Obligatory medical device diagnostics.
- Electrocardiogram (ECG; recording of the electrical activity of the heart muscle).
- [Sinus bradycardia: regular rhythm and inconspicuous P waves that are transitioned one-to-one.
- Sinus arrest: completely absent atrial actions.
- Atrial fibrillation (VHF):
- Variable picture with more or less delineable atrial actions, often flicker waves expressing completely uncoordinated atrial excitation (no P waves)
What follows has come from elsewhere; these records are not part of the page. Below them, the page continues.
PR #6752, opened 2023-06-13
Code cleanup in pub_integration.

isoos:
- removing `FakeGoogleUser`, unused
- renamed `headless_env.dart` -> `test_browser.dart`
- merged `fake_test_user.dart` into `fake_test_context_provider.dart`, as it is the only place where it is being called


pkg/pub_integration/lib/src/fake_test_context_provider.dart
```diff
@@ -65,11 +67,88 @@ class TestContextProvider {
...
+  required String email,
+  required TestBrowser testBrowser,
+  required FakeEmailReaderFromOutputDirectory fakeEmailReader,
+  List<String>? scopes,
+}) async {
+  late PubApiClient api;
+  await testBrowser.withPage(fn: (page) async {
+    await page.fakeAuthSignIn(email: email, scopes: scopes);
+    api = await _apiClientHttpHeadersFromSignedInSession(page);
+  });
```
jonasfj, line 89: Maybe, we should do: `testBrowser.createSession` which returns a new incognito session.

Then we can use that session in `withBrowserPage` and in `api`, and we won't have to call `fakeAuthSignIn` more than once.. (I think an incognito mode session can have multiple pages/tags).

I think when we do actual integration tests we won't want to do the sign-in process more than once per user. It'll have non-trival overhead, as in it'll be slow.

jonasfj (approved):

pkg/pub_integration/lib/src/fake_test_context_provider.dart
isoos: Good point. I'll try to do it in a follow-up PR.

PR #7239, opened 2023-12-01
Persistent connection for email sending.

isoos:


app/lib/frontend/email_sender.dart
```diff
@@ -168,6 +174,30 @@ class _GmailSmtpRelay implements EmailSender {
...
+            PersistentConnection(
+              await _getSmtpServer(),
+              timeout: Duration(seconds: 15),
+            ),
+          );
+        },
+      );
+    }
+    return _connection!;
+  }
```
jonasfj, line 199: Always return early, and do `return _connection = ` then you won't need null assertions :D
```suggestion
  Future<_GmailConnection> _getConnection() async {
    final old = _connection == null ? null : await _connection;
    if (old != null && !old.isExpired) {
      return old;
    }
    return _connection = Future.microtask(() async {
      if (old != null) {
        try {
          await old.connection.close();
        } catch (e, st) {
          _logger.warning('Unable to close SMTP connection.', e, st);
        }
      }
      return _GmailConnection(
        PersistentConnection(
          await _getSmtpServer(),
          timeout: Duration(seconds: 15),
        ),
      );
    });
  }
```

app/lib/frontend/email_sender.dart
```diff
@@ -160,6 +165,7 @@ class _GmailSmtpRelay implements EmailSender {
     } on SmtpClientAuthenticationException catch (e, st) {
       _logger.shout('Sending email failed due to invalid auth: $e', e, st);
       _backoffUntil = clock.now().add(Duration(minutes: 2));
+      _connection = null;
```
jonasfj, line 168: That doesn't close the underlying TCP connection, in fact we leak it

app/lib/frontend/email_sender.dart
```diff
@@ -141,11 +143,14 @@ class _GmailSmtpRelay implements EmailSender {
...
       await retry(
-        () async => send(
-          _toMessage(message),
-          await _getSmtpServer(),
-          timeout: Duration(seconds: 15),
-        ),
+        () async {
+          final c = await _getConnection();
+          try {
+            await c.connection.send(_toMessage(message));
```
jonasfj, line 149: We might not want to reuse the connection if we get a `TimeoutException` or `IOException` or `SmtpClientAuthenticationException` or `MailerException` (not sure about the last one)

isoos: Updated with a `_forceReconnect` flag to always stop the current connection and create a new one when there was any issue with it. It may be that we could do better and sometimes continue using it, but I think it is better to keep it simple.

isoos:
Note: updated PR with multiple connections for different senders.

jonasfj (approved):

PR #7240, opened 2023-12-04
Better accessibility for youtube links.

### LINKED ISSUE #7224: Youtube video links on front page should be more accessible
The links should turn "active" (red play icon) when receiving keyboard focus, not only on mouse-over. (Or we drop the active/inactive distinction)

If we can hide the play icon and the "state" from the accessibility tree we should, it doesn't add anything to a visually impaired user in terms of navigation. Perhaps it can be implemented in terms of css somehow...

isoos:
- Fixes #7224.
- overlay images are now decorative
- uses `:focus-within` to handle tab focus the same way as hovering


szakarias (approved):
Coolio

PR #7248, opened 2023-12-04
Code cleanup: removing obsolete code.

isoos:
- `ScoreCard` is not used anymore as Datastore entity.
- `randomizeStream` is not used since job-processing was removed.


sigurdm (approved):
LGTM

Do we need to do any clean-up of existing ScoreCard entities?

PR #7249, opened 2023-12-04
x-ago rendering: updated aria label and role

### LINKED ISSUE #7247: The x-ago link is hard to use with a screen reader
It reads 'switch between...' . It would perhaps be easier if it just read both the 'x ago' and the conrete date. 

image

image

isoos:
- Fixes #7247.
- Added a separate `role="button"` attribute to it, not sure if it helps but the computed attribute said `role: link`.


sigurdm:
Can we get this up on staging to check it out?

isoos:
> Can we get this up on staging to check it out?

Deployed to staging.

sigurdm (approved):

PR #7254, opened 2023-12-05
Accessible sort control.

### LINKED ISSUE #7243: Sort by control on search result page should be reachable with keyboard focus
And the drop-down should be usable with keyboard-only interactions.

isoos:
- Fixes #7243
- Switching `div`s to `button`s, adjusting CSS styles, and also using the `&:focus-within` selector.

### DIFF
--- a/app/lib/frontend/templates/views/shared/sort_control.dart
+++ b/app/lib/frontend/templates/views/shared/sort_control.dart
@@ -17,13 +17,16 @@ d.Node sortControlNode({
         attributes: {'title': selected.tooltip},
         children: [
           d.text('Sort by '),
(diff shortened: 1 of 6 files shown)


isoos:
Note: I've deployed this to staging.

szakarias:
It does not quite have the behaviour I would expect. Reaching the dropdown, I would want to navigate with arrows, not continuing with tabs. Maybe it can be done with an HTML select?

szakarias:
Let's merge this, but keep the issue to track the enhanced behaviour.

szakarias (approved):
Let's merge this, but keep the issue to track the enhanced behaviour.

PR #7255, opened 2023-12-05
Update the accessibility label of icons.

### LINKED ISSUE #7225: Alt-text for elements should not include the element type
Example: "verified publisher icon", it is enough to say "verified publisher".

isoos:
Fixes #7225

### DIFF
--- a/app/lib/frontend/templates/views/pkg/package_list.dart
+++ b/app/lib/frontend/templates/views/pkg/package_list.dart
@@ -228,7 +228,7 @@ d.Node _item({
                   image: d.Image(
                     src:
                         staticUrls.getAssetUrl('/static/img/schedule-icon.svg'),
-                    alt: 'icon indicating recent time',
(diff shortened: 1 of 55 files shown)


app/lib/frontend/templates/views/pkg/package_list.dart
```diff
@@ -228,7 +228,7 @@ d.Node _item({
                   image: d.Image(
                     src:
                         staticUrls.getAssetUrl('/static/img/schedule-icon.svg'),
-                    alt: 'icon indicating recent time',
+                    alt: 'new package',
```
sigurdm, line 231: Maybe:
```suggestion
                    alt: 'recently uploaded package',
```

isoos: I think "recently created package" may be slightly better, otherwise it could be misread with "recently updated package". Updating...

Issue #7270, opened 2023-12-08
Use separate config directories for separate analysis SDKs.


isoos:
- Original report: https://github.com/dart-lang/pub-dev/issues/7264#issuecomment-1845926093
- We need at minimum a separate config directory for preview SDKs, and potentially a separate directory for each SDKs. This is a breaking change in how we configure and run `pana`.

PR #7271, opened 2023-12-08
Use separate config directory for preview SDKs.

isoos:
- Should handle #7270 better.
- This is not the final fix, only a workaround, tracking the proper fix (pana changes) in #7270.

### DIFF
--- a/Dockerfile.worker
+++ b/Dockerfile.worker
@@ -17,18 +17,24 @@ USER worker:2000
 COPY --chown=worker:worker . /home/worker/pub-dev
 WORKDIR /home/worker/pub-dev
 
+# A config directory for preview SDKs.
+# TODO(https://github.com/dart-lang/pub-dev/issues/7270): Use per-SDK config directory.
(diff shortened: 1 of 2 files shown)


sigurdm:
I guess this will work, though we need to test it manually first.

It might be a simpler fix to simply let pana filter the output from `flutter --version --machine` to exclude any line starting with:
 "╔", " ║" or " ╚" (see https://github.com/flutter/flutter/blob/487bd69078058629f5b6fa8ecbc411f0d27ad894/packages/flutter_tools/lib/src/reporting/first_run.dart#L13)

isoos:
> I guess this will work, though we need to test it manually first.

I was able to confirm that the new setting within the docker did not produce the error that we were seeing before.

> It might be a simpler fix to simply let pana filter the output from flutter --version --machine to exclude any line starting with:
"╔", " ║" or " ╚" (see

It could be too. I think with this workaround in place I'd rather focus the pana changes to be more long-term fixes.

PR #7288, opened 2023-12-11
Throw exception when isolate exits without renewal indication.

isoos:


app/lib/service/entrypoint/_isolate.dart
```diff
@@ -119,6 +119,9 @@ class IsolateRunner {
     _isolates.add(isolate);
     unawaited(isolate.done.then((_) async {
       _isolates.remove(isolate);
+      if (!_closing && !isolate.markedForRenew) {
+        throw Exception('$id exited unexpectedly.');
```
sigurdm, line 123: Should we indicate the value of `_closing` and `isolate.markedForRenew` as there is two different ways we can get here?

sigurdm (approved):

PR #7301, opened 2023-12-13
End2end test for dockerized pub_worker build and execution.

isoos:


isoos:
Note: the test seem to fail on GitHub when we are trying to run the build container. Not yet sure if it is a permission or environment problem, skipping it on CI, it is still worthwhile to run it locally.

isoos:
Note: this test seems to be ranging between 5-10 minutes on CI. I think it is worth it regardless.

sigurdm:
> Note: this test seems to be ranging between 5-10 minutes on CI. I think it is worth it regardless.

Can we make it run in its own check, such that it finishes in parallel with other tests?

isoos:
> Can we make it run in its own check, such that it finishes in parallel with other tests?

I think it is already run in parallel (through random chance as we don't have much tests in `pkg/pub_worker` to bundle with). And if this is too long, we should probably consider investing in (1) making the image building part fetch the SDKs concurrently, and (2) reuse the docker image between runs that don't touch the `pub_worker` directory.

sigurdm (approved):

Issue #7122, opened 2023-10-13
Redesign the packages pages to include installation cmd directly on the first page


ebenjs:
URL: https://pub.dev/

It will be nice to redesign the packages pages to include directly the installation command just like `npm` or `crates.io` do. Sometimes we just need to copy quickly this command and paste it into our terminal to install the package. We don't need to explicitly click on the install tab before being able to see the package installation command.

sigurdm:
We have the button here that copies what you need to paste into pubspec.yaml:
![image](https://github.com/dart-lang/pub-dev/assets/8613953/aa1a25be-b1d7-4520-986d-e9047cfb32b3)

Maybe we should also have a place for `dart pub add <packagename>`...

ebenjs:
"Maybe we should also have a place for dart pub add <packagename>"; yes this is what I'm talking about.

ebenjs:
@sigurdm Can you have a look #7305

PR #7305, opened 2023-12-14
Added one click install command feature

ebenjs:
This PR is targeting issue #7122 
---

We're used to having the ability to easily install packages by copying the install code and pasting it directly into the console. This is especially helpful when you need to quickly install a package. Popular platforms like https://www.npmjs.com/package/axios, https://crates.io/crates/http, and https://pypi.org/project/http1/ all employ this design.

Currently, there's something similar in the header section of the package page after the package name. However, this command only allows you to copy text that's intended to be pasted in the pubspec.yml file and manually run 'pub get install.'

Therefore, I suggest adding this feature as it would be a time-saving feature for all developers.

Here is a screenshot

Screenshot from 2023-12-14 16-28-44

<details>

</details>

### DIFF
--- a/.gitignore
+++ b/.gitignore
@@ -23,3 +23,8 @@ build/
 key.json
 
 node_modules/
+
+# test profile files are also not needed
+
+/app/dev-data-file.jsonl
+test-profile.yml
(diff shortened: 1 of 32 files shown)


Levi-Lesches:
I like the concept -- a lot of packages know they have an `installation` tab but still include the command on the front page because it's what people will see first. But I think longer package names will be cut off if used on the sidebar. What about here? 

image

sigurdm:
We could have the copy button open a drop down, so you could copy either for the pubspec or the command line.

Something like

image

Issue #7308, opened 2023-12-15
Modals should "trap focus"


sigurdm:
Currently the keyboard focus runs through the background controls when using TAB while the following modals are up:

* screenshot carousel
* Confirmation dialog in admin tab

Not sure about the best technique for this. But know at least the "page setup" dialog in google docs achieves this.

isoos:
After a bit of investigation, I don't see any widespread standard that we could use, rather only the following two workarounds:
- catch keyboard and focus events, and if focus gets or would get outside of the modal dialog, we redirect it, preventing the default behavior
- disable all other focusable elements

After experimenting the later (and learning that you can disable `<link>` stylesheets in the `head` element), I think overall it is a more robust way than trying to fight the browser and prevent the default behavior. Cleaning up and sending a PR soon.

PR #7309, opened 2023-12-15
Trap modal focus by disabling all focusable elements outside of its content.

isoos:
#7308

### DIFF
--- a/pkg/web_app/lib/src/_dom_helper.dart
+++ b/pkg/web_app/lib/src/_dom_helper.dart
@@ -212,8 +212,10 @@ bool _isInsideContent(Element e, Element content) {
 /// called to revert its original state.
 Function _disableFocusability(Element e) {
   final isLink = e.tagName.toLowerCase() == 'a';
+  final hasTabindex = e.hasAttribute('tabindex');
   final attributesToSet = <String, String>{
-    if (isLink) 'tabindex': '-1' else 'disabled': 'disabled',
+    if (isLink || hasTabindex) 'tabindex': '-1',
+    if (!isLink) 'disabled': 'disabled',
     'aria-hidden': 'true',
   };
   final attributesToRestore =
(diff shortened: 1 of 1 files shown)


isoos:
Note: deploying to staging.

sigurdm:
Should also be enabled for the screenshot carousel.

If I try this on the admin page the drop-down selector "select a publisher" still gets focus

This approach seems very fragile (what if we forget a selector?) but I guess there is no native html functionality to support this directly...

sigurdm:
I think `:focus-within` can be used for determining which elements are inside the modal...
https://developer.mozilla.org/en-US/docs/Web/CSS/:focus-within
https://caniuse.com/?search=focus-within

isoos:
> This approach seems very fragile (what if we forget a selector?)

Worst case: we have a rogue focus somewhere. Commented on the issue the two main approaches that we could take, and I think this is the more graceful failure we could have. The other approach (catching and redirecting the focus) seems to be more brittle.

> If I try this on the admin page the drop-down selector "select a publisher" still gets focus

Good catch, my local test didn't have a publisher. Fixed the `tabindex` handling, as material select had some unexpected use of it.

> Should also be enabled for the screenshot carousel.

I wanted to address that separately, and also wanted to verify if this doesn't introduce something that is broken/fragile with integration test on CI.

isoos:
`:focus-within` is great for styling (we are using it at other places), but I don't see how it could be used for focus trapping, other than the listening on all focus events and rewriting the default focus behavior.

sigurdm:
> `:focus-within` is great for styling (we are using it at other places), but I don't see how it could be used for focus trapping, other than the listening on all focus events and rewriting the default focus behavior.

Yeah, I meant it only for the `_isInsideContent` calculation, not as a way to disable focus in general. :/

sigurdm:
> Worst case: we have a rogue focus somewhere. 

Yeah that's probably not too bad.

> Commented on the issue the two main approaches that we could take, and I think this is the more graceful failure we could have. The other approach (catching and redirecting the focus) seems to be more brittle.

I agree!

sigurdm (approved):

- Absolute arrhythmia of the heart due to an irregular conduction (irregular RR intervals).
- QRS complexes narrow and normal shape.
- Atrial flutter:
- Strictly regular atrial actions: regular, sawtooth P waves with a frequency of 250-400/min.
- Narrow QRS complexes
- AV nodal block and conduction in a 4:1 or 2:1 ratio, rarely alternating.
- Atrial flutter with regular AV conduction (usually 2:1): narrow ventricular complex (QRS width ≤ 120 ms).
- Ectopic atrial rhythms: mostly tachycardic rhythms; typically recognizable by the often atypical P-wave morphologies with e.g. superior axis, i.e. negative in II, III, aVF.
- Retrograde atrial excitation: P-wave with superior axis, i.e., propagation from AV node across atrium, e.g., in the context of junctional rhythms]
Optional medical device diagnostics – depending on the results of the history, physical examination, laboratory diagnostics and obligatory medical device diagnostics – for differential diagnostic clarification.
- Exercise ECG (electrocardiogram during exercise, that is, under physical activity/exercise ergometry) – detection of exercise-induced cardiac arrhythmias and abnormalities of heart rate increase, e.g., in sick sinus syndrome.
- Long-term ECG (ECG applied over 24 hours) – for more accurate assessment of cardiac function within the day.
- Echocardiography (echo; heart ultrasound).
- Event recorder (external or implantable).